Unitary transformation from pure unentangled state to pure entangled state

Question

I believe that for any state $|\Psi\rangle$, that is unentangled, and for any state $|\Phi\rangle$, of the same dimension that is entangled, there is a unitary operator $\hat{U}$ such that $\hat{U}|\Psi\rangle=|\Phi\rangle$ and $\hat{U^{\dagger}}|\Phi\rangle=|\Psi\rangle$. Is that true? I can't seem to prove it or find such an operator even for simple cases such as $(a^2 + b^2 + c^2 + d^2)^{-1/2}\hat{U}\begin{bmatrix} a \\ b \\ c \\ d \end{bmatrix} = \begin{bmatrix} 1 \\ 0 \\ 0 \\ 1 \end{bmatrix}2^{-1/2}$ where $(a^2 + b^2 + c^2 + d^2)^{-1/2}\begin{bmatrix} a \\ b \\ c \\ d\end{bmatrix} = \begin{bmatrix} \alpha_1 \\ \alpha_2 \end{bmatrix} \otimes \begin{bmatrix} \beta_1 \\ \beta_2 \end{bmatrix}$, the tensor product of two systems.

Thanks.

Answer 1

A pure state $|\psi\rangle$ that is an element of a Hilbert space $\mathcal{H}$ is not entangled if it can be written as a product state of subsystems, for example $$|\psi\rangle = |\phi\rangle\otimes |\varphi\rangle \in \mathcal{H}_1\otimes\mathcal{H}_2$$ Acting on the total system will keep the system itself pure (in order to maintain unitarity), however we can generate entanglement between the subsystems. This requires a unitary transformation that forces the subsytsems to interact, for example $$ U = e^{it(H_1 + H_1 + H_{12})} $$ Where $H_1$ acts only on Hilbert space 1 and so forth. Only if $H_{12}$ is non-zero will you generate entanglement between the two systems, of the form $$|\psi\rangle \neq |\phi\rangle\otimes |\varphi\rangle$$ If $H_{12} = 0$, then the unitary operator will itself be factorisible and each subsystem will remain pure and unentangled.

Answer 2

I'm not sure I understand the connection with entanglement. If two states are in the same vector space, there is always a unitary transformation from one to the other, irrespective of their entanglement.

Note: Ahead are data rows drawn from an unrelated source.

PR #238, opened 2026-04-21
Added Config Dict

JeanLucPons:
This PR allow to have a free dict in a configartion file.

### DIFF
--- a/pyaml/configuration/cfg_dict.py
+++ b/pyaml/configuration/cfg_dict.py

Any state $$ \vert\psi_1\rangle =\left(\begin{array}{c} \alpha_1\\ \alpha_2 \\ \vdots \\ \alpha_n\end{array}\right) =U_1\left(\begin{array}{c} 1\\ 0 \\ \vdots \\0\end{array}\right) $$ where $U_1$ is unitary with the first column $$ U_1=\left(\begin{array}{cccc} \alpha_1&* & \ldots &* \\ \alpha_2 &* & \ldots &* \\ \vdots & \vdots &\vdots &* \\ \alpha_n &* & \ldots &* \end{array}\right) $$ where $*$ is some entry that need not be specified beyond the condition that will make $U_1$ unitary. This is true wether $\vert\psi_1\rangle$ is entangled or not.

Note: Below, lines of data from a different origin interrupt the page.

PR #240, opened 2026-04-21
Add shared dummy Tango attribute state

### LINKED ISSUE #239: Feature: shared Tango attribute state in dummy control system
The test dummy control system currently creates independent `DeviceAccess` objects for Tango attributes. This makes it difficult to prepare a test context where a Tango attribute has a predefined value before the accelerator configuration is loaded.

For tests, dummy Tango attributes should behave like shared objects identified by their full attribute name. If a test initializes a value for a given attribute, every `DeviceAccess` object created later for the same attribute should read and update that same shared value.

This is especially useful for BPM tests based on array-valued Tango attributes. A BPM position may be backed by one Tango attribute returning both horizontal and vertical values. Today, there is a test-specific trick in the dummy control system: `attach_array()` marks the attached attribute as an array, and `Attribute.set_array(True)` initializes its internal cache to `[0.0, 1.0]`. This implicit initialization should be removed and replaced by explicit test setup.

This feature should be implemented from `main` and should not depend on catalog-related changes.

**Proposed solution**
Add a shared registry in the dummy Tango package, keyed by full Tango attribute name.

Each registry entry should store:

- current value
- readback value, if needed
- unit
- range
- read-only/read-write behavior, if needed

`Attribute` instances should no longer own their value directly. Instead, they should delegate `get()`, `set()`, `readback()`, `unit()`, and `get_range()` to the shared registry entry associated with their full attribute name.

Expose test helper functions such as:

```python
set_attribute(name: str, value, unit: str = "", range=None)
get_attribute(name: str)
clear_attributes()
```

`clear_attributes()` should be used between tests to avoid state leakage. Pytest already provides mechanisms for this: a fixture can be added in `conftest.py` to automatically clear the dummy Tango registry before or after each test, so individual tests do not have to call `clear_attributes()` manually.

The current alternative is to keep initializing array attributes implicitly from `attach_array()` through `Attribute.set_array(True)`. This is not ideal because the test data is hidden in the dummy implementation instead of being explicit in the test setup.

Another alternative would be to initialize each `Attribute` instance independently. This does not model Tango-like behavior correctly when several access objects point to the same attribute, and it does not allow a value prepared before `Accelerator.load()` to be shared by all objects created afterward.

**Example**
Example test setup:

```python
dummy_tango.set_attribute("srdiag/bpm/c01-04/Position", [0.0, 1.0], unit="mm")
```

Then any dummy `Attribute` created later for `srdiag/bpm/c01-04/Position` should read the initialized array value.

This would allow the indexed BPM control-system test to prepare the expected array explicitly instead of relying on the current implicit `[0.0, 1.0]` initialization in `Attribute.set_array(True)`.

**Additional context**
Expected behavior:

- A test can set the initial value of `srdiag/bpm/c01-04/Position` before loading the accelerator.
- Any dummy `DeviceAccess` created afterward for `srdiag/bpm/c01-04/Position` reads that initialized value.
- If one access object writes a new value, all other access objects for the same attribute see the updated value.
- Read-only attributes can still be initialized by the test setup.
- Attributes can be initialized either as scalars or arrays.

Acceptance criteria:

- Two dummy `Attribute` instances created with the same Tango attribute name share the same value.
- A value initialized before `Accelerator.load()` is visible from the loaded accelerator.
- Array-valued attributes are supported.
- Read-only attributes can be initialized by test setup.
- Tests can reset the dummy Tango registry between runs, preferably through a pytest fixture in `conftest.py`.

**Checklist**
- [X] I've assigned this issue to a project

gupichon:
## Description

Add shared state for dummy Tango attributes used in tests. This allows tests to initialize an attribute value before loading a configuration, and all later dummy `DeviceAccess` objects for the same Tango attribute share that value.

## Related Issue

- Fixes #239

- [x] new feature: dummy Tango attributes now use a shared registry keyed by attribute name.

- [x] `tango.pyaml.attribute` delegates value, unit, range and readback storage to a shared registry.
- [x] `attach_array()` no longer relies on implicit `[0.0, 1.0]` initialization; tests initialize array attributes explicitly.
- [x] pytest clears the dummy Tango registry between tests.

## Testing

The following tests were added or updated:
- [x] shared dummy Tango attribute state
- [x] read-only attribute initialization
- [x] indexed BPM test with explicit array initialization


JeanLucPons:
On the code you write (not only on this PR) there is absolutely no comment. May be your code is clear for you but I often pain to read it. Please try to put few comments to explain a bit what the code do ! Few lines can help a lot other to understand and to maintain.
Last but not least there are lots of other priority task to do.
Thanks for understanding.

gupichon:
I'll add comments. I actually need this to simplify the BPM evolution and tests for other developments. For example, the `attach_array` method will be removed since it’s no longer necessary (it simply calls `attach` on the backends).

Moreover, it will simplify BPM testing as you’ll be able to set them to test values in live mode. This will allow for tests on the live system that were previously impossible.

gupichon:
By the way, I added a test for dummy-cs. It’s not mandatory, but it will help since it’s something we actually have to maintain..

JeanLucPons:
> I'll add comments. I actually need this to simplify the BPM evolution and tests for other developments. For example, the `attach_array` method will be removed since it’s no longer necessary (it simply calls `attach` on the backends).
> 
Not on the pyaml_cs_oa side, but this should change if the Ophyd Asynch fix is deployed.

JeanLucPons:
```python
    def attach(self, devs: list[OASignal]) -> list[OASignal]:
        return self._attach(devs,False) # is_array=False

    def attach_array(self, devs: list[OASignal]) -> list[OASignal]:
        return self._attach(devs,True) # is_array=True
```

gupichon:
> Not on the pyaml_cs_oa side, but this should change if the Ophyd Asynch fix is deployed.

I forgot about this point, you're right. Anyway, it will help a lot with testing, as you can set the live part with this development.

JeanLucPons:
Is it ready to merge ?

gupichon:
> Is it ready to merge ?

Yes, all tests are passing, and I have added a test specifically for the dummy because, ultimately, we depend on it for delivery.

JeanLucPons (approved):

Write then $$ \vert\psi_2\rangle = U_2\left(\begin{array}{c} 1\\ 0 \\ \vdots \\0\end{array}\right) = U_2\cdot U_1^{-1} \vert\psi_1\rangle\, . $$ Since $U_2$ and $U_1$ are both unitary, the product $U_2\cdot U_1^{-1}$ is also unitary and is the transformation needed to go from $\vert\psi_1\rangle $ to $\vert\psi_2\rangle$, irrespective of the entanglement of either states.